COLUMBIA GENERATING STATION SENIOR REACTOR OPERATOR WRITTEN EXAMINATION QUESTION # 14 EXAM KEY NOVEMBER 2006 The plant was operating at 90% power when a seismic event caused the following:

Reactor level -25 inches and stable Scram Group Lights not illuminated Blue Scram lights 27 are illuminated SLC-P-1A and SLC-P-1B loss of power indicated Main Generator undergoing oscillations from 450 Mwe to 1100 Mwe Based on these conditions, the CRS enters A. PPM 5.1.2 and directs boron injection with RCIC.

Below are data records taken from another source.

PR #15340, opened 2024-07-25
Unnecessary STRLEN() in make_percent_swname()

zeertzjq:
Problem:  Unnecessary STRLEN() in make_percent_swname().
Solution: Pass the end of "dir" to make_percent_swname().


chrisbra:
thanks!

PR #15653, opened 2024-09-09
Use stable IncRef / DecRef in Python 3 dynamic bindings

ychin:
Previously, we were using the Py_DECREF macros even when using dynamic linking of Python 3. This caused issues because Python's headers contain references to internal APIs like `_Py_Dealloc` and in v8.1.2201 and v8.2.1225 we simply hacked around the issue by manually copying the Python header implementation to Vim and linking in the private APIs. This is fragile and prone to break. In fact, the Py_DECREF implementation is different in newer versions of Python meaning that this could potentially cause memory issues.

Instead, simply use the API versions (`Py_DECREF` and `Py_INCREF`) which are functions exposed by the Python library. They could be slightly slower since they require a function call instead of a macro, but are much more reliable and we should only be calling these when the Python Vim plugins are crossing the language boundary anyway which are always going to be slow.

Note that this only affects dynamically linked Python builds that are not using stable ABI.

Also see #15648

### DIFF
--- a/src/if_python3.c
+++ b/src/if_python3.c
@@ -219,7 +219,7 @@ static HINSTANCE hinstPy3 = 0; // Instance of python.dll
 # define PyObject_GetItem py3_PyObject_GetItem
 # define PyObject_IsTrue py3_PyObject_IsTrue
 # define PyModule_GetDict py3_PyModule_GetDict
-# ifdef USE_LIMITED_API
+# if defined(USE_LIMITED_API) || PY_VERSION_HEX >= 0x03080000
 #  define Py_IncRef py3_Py_IncRef
 #  define Py_DecRef py3_Py_DecRef
 # endif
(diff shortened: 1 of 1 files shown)


ychin:
This is a continuation of https://github.com/vim/vim/pull/15648, which tries to simplify the Python 3 bindings and remove as much of the copy-pasted Python implementations as possible. As I mentioned above, we should basically never copy implementations from Python as-is like this, because Python's implementations drift over versions and we were essentially having a different DecRef implementation that why Python was expecting.

I do start to wonder (I think some other people raised this before too) whether it still makes sense to support the non-stable ABI version. The way the Python headers are designed assume you don't dynamically load a library like Vim, which is the source of a lot of our linking issues. They just assume that if you dynamically load a library, you should use publicly exposed APIs which are usually stable. But I don't see a real need to change that for now. I think we can just slowly migrate to using more stable APIs which are always exposed in the library and guaranteed to be stable across versions.

k-takata:
Thank you for fixing the Stable ABI issues.
Maybe we can revert v9.1.0693 and v9.1.0691 to use Stable ABI by default again?

ychin:
> Maybe we can revert v9.1.0693 and v9.1.0691 to use Stable ABI by default again?

I'm not sure. There was the seg fault when using stable ABI which I think might be fixed but it will require confirmation since it's on Slackware.

Another thing is even if we are defaulting to stable ABI still means we have to support non-stable ABI unless we explicitly decide to drop it. I guess if that's the long-term decision maybe we could slowly move towards it... The tricky thing is to choose a high enough version to default to since newer versions (e.g. 3.10) allow for better functionality.

chrisbra:
Thanks! My personal opinion is we should slowly move towards using the stable-abi by default if possible. I am hoping this will simplify maintaining the code even if we still have to support the unstable ABI as well.

ychin:
Right. It does make sense after having looked at more of these build failures. The Python header expects there to be a linked library as the header macros use private symbols pretty liberally. This just breaks when you have to manually load an external library and manually load in the symbols you want after at runtime rather than link time. So in a way the current way we are using for dynamic Python builds is kind of wrong, and stable ABI is really how they expect the library to be used in such situations.

Note that we will still need to support non-stable API when using a normal non-dynamic build. But then the build rarely fails in those situations anyway since you are linking against Python normally where the lib is available in link time.

chrisbra:
thanks!

PR #15656, opened 2024-09-10
Revert outdated comment in completeopt's fuzzy documentation

ychin:
Originally, `:set completeopt+=fuzzy` did not affect how the candidate list is collected in default keyword completion. A comment was added to documentation as part of #14912 to clarify it. #15193 later changed the fuzzy behavior to now change the candidate collection behavior as well so the clarification in docs is now wrong. Remove them here.


ychin:
There were quite a few follow-up comments/issues in https://github.com/vim/vim/pull/15193 about whether this is the desired behavior etc. Regardless, the documentation should be correct. I was a little confused when going through the docs trying to understand the behavior myself while trying to understand exactly what the current fuzzy insert mode completion behavior is.

chrisbra:
Thanks. Yes this fell through the cracks :/

PR #15658, opened 2024-09-10
fix(runtime): add .swiftinterface to recognized filetypes

LosFarmosCTL:
.swiftinterface files are distributed inside of binary Swift modules and include type/method definitions, similar to header files in C/C++/etc.
While you are never expected to write such a file yourself, things like the Swift LSP will open them when looking at declarations of symbols in a source-closed library (e.g. Apples UI frameworks).


chrisbra:
thanks!

PR #15664, opened 2024-09-10
runtime(java): Highlight javaConceptKind modifiers with StorageClass

zzzyxwvut:
Stop assigning by default the `NonText` highlighting group for
`javaConceptKind` modifiers since its colour is hardly
distinguishable from a background colour for a range of
colour schemes.


chrisbra:
thanks!

PR #15668, opened 2024-09-11
Update starting.txt

sol:


runtime/doc/starting.txt
```diff
@@ -1078,7 +1078,7 @@ recommended to add these lines somewhere near the top: >
 	unlet! skip_defaults_vim
 	source $VIMRUNTIME/defaults.vim
 Then Vim works like before you had a .vimrc. Copying $VIMRUNTIME/vimrc_example
-is way to do this.  Alternatively, you can copy defaults.vim to your .vimrc
+is one way to do this.  Alternatively, you can copy defaults.vim to your .vimrc
```
sol, line 1081: Or maybe "the preferred"?

chrisbra:
coincidentally, there is also #15663 which addresses the same issue. But thanks!

PR #15670, opened 2024-09-11
runtime(syntax-tests): Support running a subset of syntax tests

zzzyxwvut:
Two methods of assembling a subset of test filenames for  
selection are provided:

- Filename and filetype Make targets will be generated, and  
  multiple such targets can be passed before the mandated  
  trailing `test` target, e.g. `make html markdown test`.

- Filenames and their parts can be specified as a regular  
  expression that is assigned to a `VIM_SYNTAX_TEST_FILTER`  
  environment variable, and used with the `test` Make target,  
  e.g. `VIM_SYNTAX_TEST_FILTER=html\\\|markdown make test`.
  (This variable will be ignored and the whole suite will be  
  run when Make is GNU Make and a parent Makefile is used.)

Methods can be used alone or together, with the Make targets  
having the higher precedence.  Neither method will influence  
the order of test execution.

### DIFF
--- a/Makefile
+++ b/Makefile
@@ -61,6 +61,9 @@ indenttest:
 # Executable used for running the syntax tests.
 VIM_FOR_SYNTAXTEST = ../../src/vim
 
+# (For local testing only with GNU Make.)
+VIM_SYNTAX_TEST_FILTER =
+
 syntaxtest:
 	cd runtime/syntax && \
 		$(MAKE) clean && \
--- a/runtime/syntax/Makefile
+++ b/runtime/syntax/Makefile
@@ -31,10 +31,38 @@ test:
 	@echo "../$(VIMPROG)" > testdir/vimcmd
 	@echo "$(RUN_VIMTEST)" >> testdir/vimcmd
 	VIMRUNTIME=$(VIMRUNTIME) $(ENVVARS) $(VIMPROG) --clean --not-a-term $(DEBUGLOG) -u testdir/runtest.vim
+	@rm -f testdir/Xfilter
 	@# FIXME: Temporarily show the whole file to find out what goes wrong
 	@#if [ -f testdir/messages ]; then tail -n 6 testdir/messages; fi
 	@if [ -f testdir/messages ]; then cat testdir/messages; fi
 
 
 clean testclean:
-	rm -f testdir/failed/* testdir/done/* testdir/vimcmd testdir/messages testdir/Xtestscript
+	rm -f testdir/failed/* testdir/done/* testdir/vimcmd testdir/messages testdir/Xtestscript testdir/Xfilter
+
+# All initial phony targets; these names may clash with file extensions.
+phonies = clean test testclean
+
+# Collect all input filenames and their file extensions.
+testnames != set +f; \
+awk 'BEGIN { \
+    for (i = 1; i < ARGC; i++) { \
+        split(ARGV[i], names, /\//); \
+        split(names[3], parts, /\./); \
+        exts[parts[2]]; \
+        print names[3]; \
+    } \
+    split("$(phonies)", scratch); \
+    for (phony in scratch) \
+        phonies[scratch[phony]]; \
+    for (ext in exts) \
+        print ext ((ext in phonies) ? "_" : ""); \
+}' testdir/input/*.*
+
+.PHONY: self-testing $(testnames)
+
+$(testnames)::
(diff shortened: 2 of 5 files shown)


zzzyxwvut:
As a _local_ alternative to always running the whole syntax  
test suite, consider running a single test when trying out  
changes _or_ consider running a batch of failing tests when  
investigating CI failures.  This can become possible by  
introducing an environment variable (Make is not very good  
at non-target arguments) and interpreting it as a regexp  
filename filter.

@chrisbra, @dkearns, what do you think?

zzzyxwvut:
I'm a bit paranoid about CI environment variables (GitHub  
and Cirrus).  Having an unrelated prefix may prevent some  
future clashes, wouldn't it?

zzzyxwvut:
Let's try completable Make targets as an alternative to  
initially proposed environment variables.

Please consider:

```shell
make java_com<Tab> java_n<Tab> test
make ja<Tab> test
```

as opposed to:

```
VIM_SYNTAX_TEST_FILTER='^java_\%(comments\|numbers\)' make test
VIM_SYNTAX_TEST_FILTER='\.java$' make test
```

One apparent shortcoming is the lack of support for regexp  
like Make targets, so one would have to Tab through every  
selected `foo_bar.foo`, `foo_bar_A.foo`, etc. _or_ settle for  
the whole `foo` suite rather than picking a prefix pattern  
`VIM_SYNTAX_TEST_FILTER='^foo\>_\='`. (Admittedly, target  
names can be treated as patterns, but then it would preclude  
the running of the shortest prefix-name test on its own.)   
Despite that, I find targeted selection to be superior for  
running single tests and filetype test suites.

Another thing to remember is that filename and filetype Make  
targets require the explicit `test` target to follow as they  
only update `testdir/Xfilter` otherwise.

Hopefully, there are no valid file extensions containing `_`,  
else the proposed implementation is faulty.

zzzyxwvut:
Provided there is but one `.` in a filename, the distribution  
of `_`s in either basenames or extensions is now immaterial.

As before, failing syntax tests can be disabled on demand by  
renaming them, with non-`.`s replacing `.`s; e.g. from `c.c` to  
`c_c`.  Filenames without `.`s will not be tested and Make  
targets will not be generated with their names.

One thing to be aware is that there is no association among  
completion candidates for a filetype and its test files.  So  
for Modula, `def` wouldn't be offered as a candidate when  
`modula2_` is Tab'd.

zzzyxwvut:
ASIDE.

While locally testing my latest change, I run into another  
kind of syntax test failure: the new screen dump reported  
the cursor position disparity (`>` and `<`).  The asynchronous  
nature of this failure makes it hard to reproduce it.

The fortuitous race between parent and child Vim processes  
can take place around here:

https://github.com/vim/vim/blob/7cfe693f9bfa74690867e4d96c25f2205d0d13e4/runtime/syntax/testdir/runtest.vim#L350-L353

Maybe we should `sleep` a wee bit more?

https://github.com/vim/vim/blob/7cfe693f9bfa74690867e4d96c25f2205d0d13e4/src/testdir/screendump.vim#L81-L87

chrisbra:
yes, can you try to increase the sleep?

zzzyxwvut:
50 millis?

zzzyxwvut:
It is the product of shell's support for command completion  
along with a shell completion function written for Make, _and_  
Make's capability for providing necessary information for  
completion to be useful.

In order to make command completion work for a NetBSD port  
of Make that lacks the `--print-data-base` (or `-p`) flag  
provided by GMake and which is used by the completion shell  
function in Bash, we can just query GMake:

```shell
unset -f bmake
bmake cl<Tab>
bmake() { case "$1" in -*p* | -p) command -p gmake "$@" ;; *) command -p bmake "$@"; echo >&2 BMAKING... ;; esac; }
bmake cl<Tab>
```

zzzyxwvut:
The top comment have been updated to match the progress so  
far.

zzzyxwvut:
Is there anything else to be addressed?

chrisbra:
Thanks. I think this is fine. Can you move it to ready please?

zzzyxwvut:
Would you like me to rebase the branch and squash all WIP  
commits into the current HEAD?

chrisbra:
yes please

zzzyxwvut:
PO checking on FreeBSD fails.

chrisbra:
thanks!

PR #15672, opened 2024-09-12
runtime(filetype)!: unify case sensitive extension matching

echasnovski:
Problem: there are different approaches of how extensions are matched
  with respect to case sensitivity. In particular, '\c' flag is used in
  pattern whereas in most places case sensitive matching is guarded
  behind `has("fname_case")` condition.
Solution: replace all instances of '\c' with an explicit case sensitive
  pattern variants guarded by `has("fname_case")`.
  Strictly speaking, this is a breaking change because only two (most
  common and prevailingly tested) variants are now matched: upper first
  letter and upper all letters.

------

Notes:
- All seven case insensitive extension matches were added in first half of April 2022: https://github.com/vim/vim/commit/3ad2090316edc85e93094bba7af64f9991cc7f85 and https://github.com/vim/vim/commit/0bbf09ca41382302493e5db51b01d2fbdc778586. I didn't find any mention of why all 8 variants for extensions should be recognized, so opted for what is (mostly) tested: `xxx`, `Xxx`, and `XXX`.

### DIFF
--- a/runtime/filetype.vim
+++ b/runtime/filetype.vim
@@ -237,7 +237,10 @@ au BufNewFile,BufRead *.bat			setf dosbatch
 au BufNewFile,BufRead *.cmd
 	\ if getline(1) =~ '^/\*' | setf rexx | else | setf dosbatch | endif
 " ABB RAPID or Batch file for MSDOS.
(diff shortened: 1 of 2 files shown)


chrisbra:

echasnovski:
Thanks, Christian!

PR #15679, opened 2024-09-13
Wrong culopt=screenline when resizing window

zeertzjq:
Problem:  Wrong culopt=screenline when resizing window.
Solution: Invalidate saved left_col and right_col when width1 or width2
          change.


chrisbra:
thanks!

PR #15684, opened 2024-09-14
runtime(vim): Update base-syntax, match Vim9 bool/null literal args to :if/:while/:return

dkearns:
Match Vim9 boolean and null literals in expression arguments of :if,
:elseif, :while and :return.


chrisbra:
thanks!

B. PPM 5.1.2 and directs the closure of RCIC-V-1 to prevent a Main Turbine trip.

C. ABN-POWER and directs the start of both RRC pumps at 15 Hz to stop the Main Generator oscillations.

D. ABN-POWER and directs that control rods be inserted in reverse order of the fast shutdown sequence.

ANSWER: A QUESTION TYPE: SRO KA # & KA VALUE: 217000 2.1.20 - RCIC - Ability to execute procedural steps (4.3 4.2) 10CFR55.43.5

REFERENCE:

PPM 5.1.2, rev. 17, step Q-11.

SOURCE: NEW LO: 11145 RATING: H2 ATTACHMENT: YES - Q10 through Q14 of PPM 5.1.2 JUSTIFICATION: A is correct as required by PPM 5.1.2 step Q-14. MG Oscillations are in excess of 25% thermal power. B is incorrect because PPM 5.1.2 directs the use of RCIC for boron injection. C and D are both incorrect because PPM 5.1.2 takes precedent over any direction in ABN-POWER under these conditions.

COMMENTS:

Page 14 of 26

COLUMBIA GENERATING STATION SENIOR REACTOR OPERATOR WRITTEN EXAMINATION QUESTION # 15 EXAM KEY NOVEMBER 2006 The plant was operating at 95% power when MS-RV-5B failed in the open position and could not be closed.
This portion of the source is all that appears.